On the other hand, history is a much less competent guide to the future. It is a furphy that history repeats itself. Mark Twain perhaps came closest to the truth when he said that ‘History does not repeat itself, but it does rhyme.’[1] We are a pattern-finding species, and tend to find patterns even when they don’t exist. Historians are no exception, and the temptation always exists to chart a civilisation’s progress against the rise and fall of a previous civilisation to see how closely they match.
The temptation is even more acute for writers of fiction. Story-telling is not so different from pattern-finding: we identify common themes and characters and pursue their threads through a narrative, creating something whole out of something disparate and sometimes even apparently unrelated. There are few things more exhilarating for a reader than following a story to its revelation and for the first time seeing how everything fits together.
This is a long and roundabout way to get to the point I want to make about the Chronicles of Kydan and more generally about much of modern fantasy.
Many science fiction writers enjoy pondering historical ‘what-ifs’: what if Elizabeth I had been assassinated in 1588 (Keith Roberts’ Pavane)? What if the Confederacy had won at Gettysburg (Ward Moore’s Bring the Jubilee)? Some writers, such as Harry Turtledove, even make a career out of it.
I think a great deal of fantasy writing deals with ‘what-ifs’ as well, but from a much wider perspective than a single departure from our true timeline. The most obvious change is a universe in which magic works, but I think the more important change is the resetting of cultures and societies in a secondary world, and doing it in a way that gives rise to a new historical “pattern”. These cultures usually remain broadly recognisable – medieval European or classical Chinese, for example – but the new pattern generates enormous potential for storytelling. These are not potpourri worlds, with elements thrown together in an attempt to create something that appears new, but worlds with texture and time on their side because most readers bring with them their own experience and knowledge of the past.
As a writer, one of the most appealing aspects of world building is the chance to create a brand new history.
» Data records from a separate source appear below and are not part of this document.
PR #899, opened 2020-02-14
Use zeroes instead of whitespaces as padding bytes

### LINKED ISSUE #896: Use zeroes instead of whitespaces as padding bytes
When generating ids for conflicts, rally uses spaces as padding bytes. I rarely see spaces in ids, so I think this is less realistic than using zeroes? Furthermore Elasticsearch has some optimizations for ids that look like base64 or numeric ids, which get defeated by the usage of spaces.

drawlerr:
It is more realistic to use 0-padding than whitespace padding in IDs, and this is the format Elasticsearch prefers anyways.

Applying @jpountz 's patch for ID generation, fixing associated tests.

Closes #896

### DIFF
--- a/docs/migrate.rst
+++ b/docs/migrate.rst
@@ -1,6 +1,16 @@
 Migration Guide
 ===============
 
+Migrating to Rally 1.4.1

In these secondary worlds, even with overtly familiar cultures, there is no predicting how those cultures will interact with each other in the new setting, and certainly for the reader there is no way of predicting how their futures will play out.
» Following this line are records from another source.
PR #903, opened 2020-02-17
Show more user-friendly track loader errors

danielmitterdorfer:
With this commit we add more details when Rally cannot load a track. In
all cases we include the path to the completely rendered track file. We
also detect syntax errors separately and provide the specific context in
which the error happens.

### DIFF
--- a/esrally/track/loader.py
+++ b/esrally/track/loader.py
@@ -834,11 +834,11 @@ class TrackFileReader:
         """
 
         self.logger.info("Reading track specification file [%s].", track_spec_file)
+        # render the track to a temporary file instead of dumping it into the logs. It is easier to check for error messages
+        # involving lines numbers and it also does not bloat Rally's log file so much.
+        tmp = tempfile.NamedTemporaryFile(delete=False, suffix=".json")
         try:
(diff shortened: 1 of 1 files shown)


danielmitterdorfer:
Here is an example of the new output for a missing comma:

```
[ERROR] Cannot list. Could not load '/Users/daniel/.rally/benchmarks/tracks/default/geonames/track.json': Expecting ',' delimiter: line 46 column 7 (char 1066). Lines containing the error:

    {
      "name": "default",
      "operation-type": "search"
      "body": {
------^ Error is here
        "query": {
          "match_all": {}

The complete track has been written to '/var/folders/pg/gbmwwwms3n50fttdmnqd4sl40000gn/T/tmpy3b8nifs.json' for diagnosis.
```

another example with a missing double-quote at the end of a string:

```
[ERROR] Cannot list. Could not load '/Users/daniel/.rally/benchmarks/tracks/default/geonames/track.json': Invalid control character at: line 45 column 33 (char 1059). Lines containing the error:

    },
    {
      "name": "default",
      "operation-type": "search,
--------------------------------^ Error is here
      "body": {
        "query": {

The complete track has been written to '/var/folders/pg/gbmwwwms3n50fttdmnqd4sl40000gn/T/tmpf33rckho.json' for diagnosis.
```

In the Chronicles of Kydan I created two societies modelled on those that evolved during the early stages of the Renaissance. The first – the Hamilayan Empire – is a slave-reliant, magic-wielding society with political echoes of Renaissance kingdoms such as France and the Holy Roman Empire, while the second – the trading city of Kydan – is based on the independent city-states that flowered in northern Italy at the same time.[2]
I think the Renaissance is a naturally fertile ground for story-telling, with societies moving from a late medieval to an early modern framework while using much older classical civilisation as an influence. Talk about pattern-finding.
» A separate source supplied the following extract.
PR #1937, opened 2025-04-08
Fix snapshot restore

gbanasiak:
This fixes the following problems in snapshot restore runner:
* `wait-for-completion` is ignored and not passed as request parameter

As happens with all writers, I’m constantly asked where the ideas from my stories come from, but it seems strange to me that anyone who loves reading history is not overwhelmed by ideas for good stories. The more history I read the more stories I want to write, and with its potential for weaving new cloth from old, fantasy has always seemed the best way to express that want.
[1] Actually, a quick check with Wikipedia indicates this quote sounds like something Mark Twain would have said, but cannot be sourced. What he actually wrote about history was: ‘It is not worth while to try to keep history from repeating itself, for man's character will always make the preventing of the repetitions impossible.’ Which actually scans like something Twain should have rephrased.
[2] When I started the trilogy I had more in mind the ancient Greek city-state as a model for Kydan rather than Milan or Florence, but as the story progressed Kydan itself progressed until the fit was more natural. Writing often works this way, which is one of its wonders and joys.